Conclusions and Discussion

Main Conclusions

  1. Technical Feasibility: Chiplet-based RISC-V SoC architecture successfully addresses the performance-efficiency-cost trade-off for edge AI devices
  2. Significant Performance Gains: Integration of four key innovations achieves comprehensive improvements in performance, power, and efficiency
  3. Practical Value: Provides a viable solution for next-generation edge AI device applications

Limitations

  1. Simulation Verification: Results based on Python simulator lacking actual hardware validation
  2. Workload Range: Testing limited to three specific AI workloads
  3. Cost Analysis: Lacks detailed manufacturing cost comparison analysis
  4. Long-term Reliability: Does not evaluate long-term operational reliability and stability

Future Directions

  1. Hardware Prototype: Develop actual hardware prototype for validation
  2. Extended Evaluation: Test performance across broader AI workloads
  3. Manufacturing Optimization: Research further optimization of chiplet manufacturing and integration
  4. Standardization: Promote development of chiplet interconnect and security standards

In-Depth Evaluation

Strengths

  1. Systematic Innovation: Proposes comprehensive solution integrating four key technical innovations, systematically addressing multiple critical issues in chiplet design
  2. Practical Orientation: Addresses actual edge AI requirements, focusing on real-time performance and power efficiency
  3. Quantitative Evaluation: Provides detailed performance data and comparative analysis with convincing results
  4. Technical Depth: Covers multiple levels from hardware architecture to system-level optimization

Weaknesses

  1. Verification Limitations: Relies solely on simulation verification lacking actual hardware implementation and testing
  2. Parameter Sources: Accuracy and representativeness of some simulation parameters may be questionable
  3. Insufficient Cost Analysis: Lacks detailed economic analysis and manufacturing cost comparison
  4. Security Verification: Actual effectiveness of distributed security framework insufficiently verified

Impact

  1. Academic Contribution: Provides important reference for chiplet architecture design in edge AI applications
  2. Technology Advancement: May promote development of UCIe protocol extensions and chiplet security standards
  3. Industrial Value: Provides practical solutions for chiplet technology development in semiconductor industry
  4. Research Direction: Provides foundational framework and evaluation methodology for subsequent related research

Applicable Scenarios

  1. Edge AI Devices: Applications requiring real-time AI inference such as autonomous driving, industrial automation, intelligent surveillance
  2. High-Performance Computing: Scenarios requiring modular, scalable computing capability
  3. Cost-Sensitive Applications: Commercial applications requiring performance-cost balance
  4. Prototype Development: Provides reference for further research and development of chiplet architectures

References

The paper cites 19 related references covering important works in edge AI, chiplet technology, DVFS, security architecture, and other relevant domains, providing solid theoretical foundation for the research.

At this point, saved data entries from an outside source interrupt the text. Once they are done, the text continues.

PR #904, opened 2019-12-09
Sync version of jackson dependencies up to 2.10.1

dabogee:
Hi, @damianszczepanik !
This is a downgrade of com.fasterxml.jackson.datatype:jackson-datatype-jsr310 to 2.9.10 to avoid an issue with Enforser plugin in the following project https://github.com/jenkinsci/cucumber-reports-plugin

### DIFF
--- a/pom.xml
+++ b/pom.xml
@@ -209,7 +209,7 @@
         <dependency>
             <groupId>com.fasterxml.jackson.core</groupId>
             <artifactId>jackson-databind</artifactId>
-            <version>2.9.10.1</version>
+            <version>2.10.1</version>
         </dependency>
         <dependency>
             <groupId>com.fasterxml.jackson.datatype</groupId>


damianszczepanik:
The problem has been already raised https://github.com/jenkinsci/cucumber-reports-plugin/pull/331 but I thought that it was fixed after another upgrade :(
It was some discussion about it https://groups.google.com/forum/?nomobile=true#!searchin/jenkinsci-dev/damian%7Csort:date/jenkinsci-dev/UgQ9wznpybw/9s2Cf3lYCQAJ and as the result I have tried to upgrade parent version https://github.com/jenkinsci/cucumber-reports-plugin/blob/master/pom.xml#L7 and then it worked. Not sure but try with version 3.40

dabogee:
It was fixed for `jackson-databind` dependency, I suppose. But I also added `jackson-datatype-jsr310` in my last PR. And those dependencies have different major versions 2.9.X and 2.10.X.
Right now, I synchronized the major version up to 2.10.X and checked this with 3.54 of `org.jenkins-ci.plugins:plugin`. It works well now.
@damianszczepanik , could you please, release the changes.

Overall Assessment: This is a research paper of significant value in the computer architecture domain, proposing innovative chiplet architecture design for edge AI applications. While limited in actual verification aspects, its systematic technical innovations and detailed performance analysis provide important contributions to the field's development.